Objective 1 – Recapitulating Gold-Standard Knowledge
Methods
PharmGKB, an authoritative manually-curated knowledge base of personalized drug response, was referenced for drug pathways. Two drug pathways were studied:
- Lansoprazole (simple pathway) – P1: pharmacokinetics & pharmacodynamics; P2: PD in children
- Abacavir (complex, multiple sub-pathways) – P1: genetic associations/adverse reactions; P2: pharmacokinetics; P3: pharmacodynamics
Text from source papers was fed into Paper2Graph. GPT-4 was used in all cases, with duplicate runs to assess non-deterministic behavior.
Observations: Strengths
- Knowledge captured with high fidelity – good sentence syntax parsing and entity identification
- Accurate extraction of quantitative data (e.g., "20mg in Japan, 40mg in US")
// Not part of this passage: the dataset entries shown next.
PR #840, opened 2023-05-09
feat: crashpad backend allows inspecting the event-id in the on_crash/before_send hooks

### LINKED ISSUE #779: Allow inspecting event-id for crashpad events
# Usecase

A customer would want to collect user feedback for a crash. They are trying to use the `on_crash` hook to do that.
However the user feedback API requires an event-id to attach the user feedback to.

# Background / Proposal

Our crashpad backend currently has no way to get the event-id of the to-be-sent event, as that is created on the server when the minidump is received.

According to @jan-auer, relay will use whatever id is provided in the special `__sentry_event` file which currently contains serialized scope information and is sent alongside crashpad minidumps.

It should be possible to generate a uuid ahead of time and serialize that into the `__sentry_event` file. When calling our hooks and provide a dummy event, we can then at least fill out the event id property so that customers can use it.

There might be the problem that the event/minidump needs to be sent before user feedback can be posted? Not entirely sure how the ordering and timing there could be guaranteed?

A possible flow could be this:
- App triggers crash hook, customer extracts event id from dummy event object.
- Customer spawns their own crash feedback gui using that event id.
- Crash handling is continued and crashpad captures the crash and sends a minidump using the event id embedded in the `__sentry_event` file.
- End user submits a feedback form about the crash using the event id.

supervacuus:
fixes #779

### DIFF
--- a/src/backends/sentry_backend_crashpad.cpp
+++ b/src/backends/sentry_backend_crashpad.cpp
@@ -78,12 +78,13 @@ typedef struct {
     sentry_path_t *breadcrumb1_path;
     sentry_path_t *breadcrumb2_path;
     size_t num_breadcrumbs;
+    sentry_value_t event_id;
 } crashpad_state_t;
 
 static void
-sentry__crashpad_backend_user_consent_changed(sentry_backend_t *backend)
+crashpad_backend_user_consent_changed(sentry_backend_t *backend)
 {
-    crashpad_state_t *data = (crashpad_state_t *)backend->data;
+    auto *data = static_cast<crashpad_state_t *>(backend->data);
     if (!data->db || !data->db->GetSettings()) {
         return;
     }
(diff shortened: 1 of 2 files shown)


src/backends/sentry_backend_crashpad.cpp
```diff
@@ -141,7 +146,9 @@ sentry__crashpad_handler(int signum, siginfo_t *info, ucontext_t *user_context)
     sentry_value_t event = sentry_value_new_event();
 
     SENTRY_WITH_OPTIONS (options) {
-
+        auto *data = static_cast<crashpad_state_t *>(options->backend->data);
+        data->event_id = sentry_value_get_by_key(event, "event_id");
```
markushi, line 150: I guess there should never be the situation where `data->event_id` has already been set / needs to be freed first right?

markushi (approved):
LGTM!

src/backends/sentry_backend_crashpad.cpp
```diff
@@ -78,31 +78,36 @@ typedef struct {
     sentry_path_t *breadcrumb1_path;
     sentry_path_t *breadcrumb2_path;
     size_t num_breadcrumbs;
+    sentry_value_t event_id;
 } crashpad_state_t;
 
 static void
-sentry__crashpad_backend_user_consent_changed(sentry_backend_t *backend)
+crashpad_backend_user_consent_changed(sentry_backend_t *backend)
```
Swatinem, line 85: is there a particular reason for renaming all these functions?

Swatinem (approved):

src/backends/sentry_backend_crashpad.cpp
supervacuus: The main reason is that across the modules, it seemed that the naming scheme is (or was at some point):

* `sentry_*` for all publicly available interfaces via `sentry.h`
* `sentry__*` for all private interfaces which cross module boundaries (i.e., are only internally exposed via module headers)
* no prefix for all static (i.e., module-private) functions, which shouldn't easily conflict in any "namespace"

So one part is trivial consistency, but it also gets easier to navigate if I know from the name if there might be an external contract to consider.

supervacuus:
closing in favor of #843

PR #846, opened 2023-05-19
Fix compiler error with msvc on non-unicode system

xyz1001:
same as https://github.com/getsentry/crashpad/pull/85

### DIFF
--- a/CHANGELOG.md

- Accurate extraction of biological relations: "binds to", "associated with"
- NER picks up fine-grained details like study design identifiers ("AZ0001")
Observations: Challenges
- Normalization: Equivalent entities not mapped together; singleton nodes; ambiguous acronyms (e.g., "PPIs" = Protein-Protein Interaction vs. Proton Pump Inhibitor)
- Over-broad entities: Some text spans too large to be biologically meaningful (e.g.,
CYP2C19, gastric H+,K+-ATPase genotype)
- Non-determinism: Two runs on same input yield ~80% overlap – 20% variation
- Hallucination: Some fabricated triples present
- Lost context:
(Abacavir, causes, severe adverse reactions) – dangerous without the genetic variant qualifier
- Inaccurate semantics:
(Drug X, associated with, genetic variant Y) – semantically close but wrong
Objective 2 – Exploring Drug Mechanism Paths
Methods
The KGs from Objective 1 were interrogated via Cypher queries to generate mechanistic understanding of drug function. Questions posed:
- By what mechanism does abacavir lead to a hypersensitivity adverse reaction?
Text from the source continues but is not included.